Composition of finitely presented ring morphisms.

Question

Let $A, B$ be a commutative rings with identity and let $h:A\to B$ be a ring homomorphism. We say $h$ is finitely presented if $A[x_1,...,x_n]/(f_1,...,f_k)\simeq B$ for some $n\in\mathbb Z_+$ and $f_1,...,f_k\in A[x_1,...,x_n].$ I would like to prove the following statement:

If $A\to B$ and $B\to C$ are finitely presented, then their composition $A\to C$ is also finitely presented.
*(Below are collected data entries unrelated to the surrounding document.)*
PR #72, opened 2015-01-29
Require specific SCAPtimony version.

isimluk:


foreman_openscap.gemspec
```diff
@@ -15,5 +15,5 @@ Gem::Specification.new do |s|
   s.test_files = Dir["test/**/*"]
 
   s.add_dependency 'deface', '~> 0'
-  s.add_dependency 'scaptimony', '~> 0'
+  s.add_dependency 'scaptimony', ['>= 0.3.0', '< 0.4.0']
```
shlomizadok: Won't ```~> 0.3``` do the job?

isimluk: In fact, the `~> 0.3.0` is needed. The `~> 0.3` has different semantics. That only shows it, how this notation is confusing.

ares: definitely for non-rubyist, IMHO rubyists will find `['>= 0.3.0', '< 0.4.0']` weird and will start to think why you used this... anyway it's a small detail

shlomizadok:
excellent. merging in 3, 2, 1....

PR #75, opened 2015-02-05
Bind puppetmaster fqdn instead of full URI.

isimluk:
Otherwise the foreman_scap_client will attempt to connect to
https://http//foreman17.local.lan

### DIFF
--- a/app/models/concerns/foreman_openscap/policy_extensions.rb
+++ b/app/models/concerns/foreman_openscap/policy_extensions.rb
@@ -224,7 +224,8 @@ module ForemanOpenscap
       puppetclass.class_params.where(:override => true, :key => SERVER_CLASS_PARAMETER).each do |override|
         if hostgroup.puppet_proxy && (url = hostgroup.puppet_proxy.url).present?
           lookup_value = LookupValue.where(:match => "hostgroup=#{hostgroup.to_label}", :lookup_key_id => override.id).first_or_initialize
-          lookup_value.update_attribute(:value, url)
+          puppet_proxy_fqdn = URI.parse(url).host
+          lookup_value.update_attribute(:value, puppet_proxy_fqdn)
         end
       end
     end


shlomizadok:
I think we should actually change the foreman client behavior, because the "https://" is always hard coded there (https://github.com/OpenSCAP/foreman_scap_client/blob/master/lib/foreman_scap_client/client.rb#L112) -- we should support both "http://" and "https://" and the value from foreman proxy url is exactly that value. 
Speaking of which we should add a config to the proxy port  (may be 8443, but also 8000)

isimluk:
Agree. We can introduce `url` parameter for foreman_scap_client. Btw we already support custom port.

However, now there is a bug in foreman_openscap, it binds wrong value to existing parameter (param name is `server` not `url`.

shlomizadok:
I'm not sure I understand. This fix takes only the proxy host instead of full url, and adds it to the puppet class overrides, right? But why? Why can't we use the server parameter with the full url? the fix actually should be on the foreman_scap_client - and remove the "https" from there.
so on the server parameter we will have value like "https://proxy.example.com:8443", which is the exact url we need to add the compliance path and send data to.

isimluk:
Ok, I will reword in simple senteces.

(1) foreman_scap_client does not take $url parameter.
(2) foreman_scap_client takes parameter called $server
(3) foreman_scap_client takes parameter called $port
(4) $server is expected to be server identifier (fqdn or ip) not uri or url
(5) if you want to use uri, you will need to create $uri parameter in foreman_scap_client
(6) I don't think there is enough time to do another rebase of clients.

ohadlevy:
I tend to agree with @shlomizadok , @ares whats your take on this?

ares:
While I agree that we should be able to specify the whole url I agree with @isimluk that the change would affect foreman_scap_client, puppet module and foreman_openscap. So I'd postpone improving this to next version (either by migrating to $url or introducing other parameter e.g. $scheme). It shouldn't be hard to update, since we'll just regenerate foreman_scap_client config file using new puppet manifest). Btw other issue with current implementation (regardless this PR) is with sub-uri deployments of smart proxies (probably not common).

ohadlevy:
ok, so :+1: to merge, @isimluk ?
@shlomizadok I suggest another set of PR's so it gets in for the next stable/bugfix version?

shlomizadok:
merging under protest ;)

PR #78, opened 2015-02-12
Setting location & organization from host should be by id

shlomizadok:
An error will occur if trying to set ```location_ids = [host.location]``` should be by taxonomy_id


ares:
LGTM

PR #79, opened 2015-02-12
fixes #59 - disassociate policy from hosts

### LINKED ISSUE #59: as a user i would like to de-assoicate  a policy from a host

shlomizadok:
Fixes #59

### DIFF
--- a/app/controllers/scaptimony_policies_controller.rb
+++ b/app/controllers/scaptimony_policies_controller.rb
@@ -1,7 +1,7 @@
 class ScaptimonyPoliciesController < ApplicationController
   include Foreman::Controller::AutoCompleteSearch
   before_filter :find_by_id, :only => [:show, :edit, :update, :parse, :destroy]
-  before_filter :find_multiple, :only => [:select_multiple_hosts, :update_multiple_hosts]
+  before_filter :find_multiple, :only => [:select_multiple_hosts, :update_multiple_hosts, :disassociate_multiple_hosts, :remove_policy_from_multiple_hosts]
 
   def model_of_controller
     ::Scaptimony::Policy
@@ -73,13 +73,27 @@ class ScaptimonyPoliciesController < ApplicationController
   def update_multiple_hosts
     if (id = params['policy']['id'])
       policy = ::Scaptimony::Policy.find(id)
-      policy.assign_hosts @hosts
+      policy.assign_hosts(@hosts)
       notice _("Updated hosts: Assigned with compliance policy: #{policy.name}")
       # We prefer to go back as this does not lose the current search
       redirect_to hosts_path
     else
       error _('No compliance policy selected.')
       redirect_to(select_multiple_hosts_scaptimony_policies_path)
+    end
+  end
+
+  def disassociate_multiple_hosts; end
+
+  def remove_policy_from_multiple_hosts
+    if (id = params.fetch(:policy, {})[:id])
+      policy = ::Scaptimony::Policy.find(id)
+      policy.unassign_hosts(@hosts)
+      notice _("Updated hosts: Unassigned from compliance policy '%s'") % policy.name
+      redirect_to hosts_path
+    else
+      error _('No valid policy id provided')
+      redirect_to hosts_path
     end
   end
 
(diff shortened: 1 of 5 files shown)


app/controllers/scaptimony_policies_controller.rb
```diff
@@ -83,6 +83,17 @@ def update_multiple_hosts
     end
   end
 
+  def disassociate_multiple_hosts; end
+
+  def remove_policy_from_multiple_hosts
+    if (id = params['policy']['id'])
+      policy = ::Scaptimony::Policy.find(id)
+      policy.unassign_hosts(@hosts)
+      notice _("Updated hosts: Unassigned from compliance policy: #{policy.name}")
```
ares: I think this would be better
```ruby
_("Updated hosts: unassigned from compliance policy '%s'") % policy.name
```

app/controllers/scaptimony_policies_controller.rb
```diff
@@ -83,6 +83,17 @@ def update_multiple_hosts
     end
   end
 
+  def disassociate_multiple_hosts; end
+
+  def remove_policy_from_multiple_hosts
+    if (id = params['policy']['id'])
```
ares: two notes here
1. `params.fetch(:policy, {})[:id]` would be a slightly safer
2. it seems we don't handle else case anyway

app/models/concerns/foreman_openscap/policy_extensions.rb
```diff
@@ -126,6 +126,11 @@ def assign_hosts(hosts)
       assign_assets hosts.map &:get_asset
     end
 
+    def unassign_hosts(hosts)
+      hosts = hosts.map &:get_asset
+      self.asset_ids = (self.asset_ids - hosts.collect(&:id)).uniq
```
ares: minor optimization
```ruby
host_asset_ids = hosts.map { |h| h.get_asset.id }
self.asset_ids = self.asset_ids - host_asset_ids
```

we can obtain ids in one cycle plus I think that uniq is not necessary since we just substract
also note that this will generate SQL query for each host, it may be better to either create get_assets(hosts) method somewhere or use Scaptimony::Asset directly here

app/views/scaptimony_policies/disassociate_multiple_hosts.html.erb
```diff
@@ -0,0 +1,7 @@
+<%= render 'hosts/selected_hosts', :hosts => @hosts %>
+<%= form_for :policy,
+             :url => remove_policy_from_multiple_hosts_scaptimony_policies_path(:host_ids => params[:host_ids]) do |f| %>
+    <%= selectable_f f, :id, [[_("Select Compliance Policy"), "disabled"],
```
ares: Just out of curiosity, I suppose we can't use :placeholder here because of the disabled values? Also if possible try to use `''` instead of `""` when there's no interpolation in strings.

app/controllers/scaptimony_policies_controller.rb
shlomizadok: Changed. Thanks.

ares:
Wow, that was quick :-) my last concern is the SQL query for each host in `def unassign_hosts(hosts)`.

shlomizadok:
@ares - thanks for the review, I have applied the changes.
Regarding your concern about the SQL query: the hosts objects are already passing, so the SQL is only querying the Scaptimony::Asset (based on the optimization you have proposed).
So it looks good to me.

ares:
This line 
```ruby
host_asset_ids = hosts.map { |h| h.get_asset.id }
``` 
runs get_asset for each host, which means that
```ruby
Scaptimony::Asset.where(:assetable_type => 'Host::Base', :assetable_id => id).first_or_create!
``` 
(content of get_asset) generates new SQL query for every host. I think we should simply write it like

```ruby
host_asset_ids = Scaptimony::Asset.where(:assetable_type => 'Host::Base', :assetable_id => @hosts.map(&:id)).pluck(:id)
```
which would load all ids in one SQL query.

shlomizadok:
Oh, I see your point. done :+1:  thanks.

ares:
Seems good to me (untested though).

PR #80, opened 2015-02-16
fixes #22 - Adds vreification for openscap on smart_proxy

### LINKED ISSUE #22: The scap proxy is not ferified when not puppet (or chef) installed on the proxy
When authorizing the smart proxy, the code used (https://github.com/OpenSCAP/foreman_openscap/blob/master/app/controllers/api/v2/openscap/arf_reports_controller.rb#L22) require the proxy to have 'Puppet' or a 'Chef Proxy' as it's features.

This means that when the scap proxy was installed as standalone, without a puppet master (or chef proxy), the calls to the Foreman would be refused.

The `foreman_abrt` plugin has the same issue.

One possible solution would be to extract the list of features to be checked into a method, and override this method from within the `ArfReportsController`

shlomizadok:
@inecas - will you kindly take a look?

### DIFF
--- a/app/controllers/api/v2/compliance/arf_reports_controller.rb
+++ b/app/controllers/api/v2/compliance/arf_reports_controller.rb
@@ -19,7 +19,7 @@ module Api
         include Api::Version2
         include Foreman::Controller::SmartProxyAuth
 
-        add_puppetmaster_filters :create
+        add_smart_proxy_filters :create, :features => 'Openscap'
 
         api :POST, "/arf/:cname/:policy_id/:date", N_("Upload an ARF report")
         param :cname, :identifier, :required => true


iNecas:
Since the change needed on the Foreman side was added recently (not even in 1.7 https://github.com/theforeman/foreman/pull/1975), so the requirements on the foreman version should be `>= 1.8` https://github.com/OpenSCAP/foreman_openscap/blob/master/lib/foreman_openscap/engine.rb#L35
(or trying to get the required change backported to Foreman 1.7)

shlomizadok:
moved to 0.4.0, as it requires foreman-1.8 +

isimluk:
I will probably create maintenance branch for foreman 1.7. And then I will merge this to master.

PR #82, opened 2015-02-19
Create a host view

shlomizadok:
host_policies_reports

Creates a host view for all related reports and policies. Accessible via hosts#show


isimluk:
Merged as 328a7e02d50b3d6c5dac6f8432a35d90c9c9a220.

Thank You!

PR #83, opened 2015-02-25
Remove Rakefile from gemspec

isimluk:
Rakefile has been removed from repository
by 1f7755c721808b4e5f318c829845d50103941f1d

Addressing error while building gem:
WARNING:  See http://guides.rubygems.org/specification-reference/ for help
ERROR:  While executing gem ... (Gem::InvalidSpecificationException)
    ["Rakefile"] are not files


shlomizadok:
Great catch. Thanks.

PR #237, opened 2022-09-30
Use limit function for possible faulty values on HVs

seqizz:
It would make to skip a hypervisor with a faulty value instead of crashing the whole selection process because of it. Normalization on the next step on `HypervisorAttributeValue` and `HypervisorAttributeValueLimit` functions currently naively assume that the values are below 100.
Relates to: GOP-27242


Woellchen:
restest this please

Woellchen (approved):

Attempts: By definition let $A[x_1,...,x_n]/I \simeq B$ and $B[y_1,...,y_m]/J\simeq C$ where $I$ and $J$ are f.g. over $A[x_1,...,x_n]$ and $B[y_1,...,y_m]$, respectively. Then we would have $$(A[x_1,...,x_n]/I)[y_1,...,y_n]\simeq A[x_1,...,x_n,y_1,...,y_n]/I[y_1,...,y_n]\simeq B[y_1,...,y_n].$$

Name $R=A[x_1,...,x_n,y_1,...,y_n]$ and $K=I[y_1,...,y_n]$ then $K$ is obviously f.g. as an ideal over the ring $R$. Name $T=B[y_1,...,y_n]$ then by the isomorphism $R/K\simeq T$, there is a finitely generated ideal $P/K\simeq J, P\supset K$ in the ring $R/K$ such that $(R/K)/(P/K)\simeq T/J\simeq C$. But by the third isomorphism theorem $R/P\simeq (R/K)/(P/K)$ so finally it suffices to show that $P$ is f.g. over R.

The last step is finished as follows: $P/K$ is f.g. over $R/K$, thus f.g. over $R$. Since both $P/K$ and $K$ are f.g. over $R$ in the exact sequence $0\to K\to P\to P/K$ it follows that $P$ is f.g. over $R$.

This is kind of lengthy so I wonder if there is a much simplier proof to this fact. Since most books/references I read mark this as trivial.

Answer 1

If $A\to B$ and $B\to C$ are finitely presented, then by definition there exists surjections $f: A[x_1,...,x_n]\to B$ and $g: B[y_1,...,y_m]\to C$ with finitely generated kernels for both(as an ideal). The ring map $A[x_1,...,x_n]\to B$ induces another ring map $f^*:A[x_1,...,x_n,y_1,...,y_m]\to B[y_1,...,y_m]$ with $\mathrm{Ker}(f^*)=\mathrm{Ker}(f)[y_1,...,y_m]$ obviously a finitely generated ideal in $A[x_1,...,x_n,y_1,...,y_m]$. It remains to show that $\mathrm{Ker}(g\circ f^*)$ is finitely generated. We prove a more general result below:

Let $A\to B\to C$ are ring maps such that $A\to B$ is surjective. If both the kernel of $f: A\to B$ and $g: B\to C$ are finitely generated as an ideal, say $\mathrm{Ker}(f)=(k_1,...,k_n)$ and $\mathrm{Ker} (g)=(b_1,...,b_n)$ then the kernel of the composition map $A\to C$ is also finitely generated.

Say $g(f(x))=0$ for $x\in A$ then we can write $f(x)=\sum b_ib'_i$ where $b_i,b'_i\in B$ and by surjectivity $f(x)=\sum f(a_ia'_i)$ for some $a_i, a'_i\in A$, or $f(x-\sum a_ia'_i)=0.$ Thus $x-\sum a_ia'_i\in \mathrm{Ker} (f)$ which means that $x-\sum a_ia'_i=\sum k_ik'_i$ for some $k'_i\in A.$ Thus $\mathrm{Ker}(g\circ f)$ is generated by the $a_i$ and $k_i$ in $A$, as desired.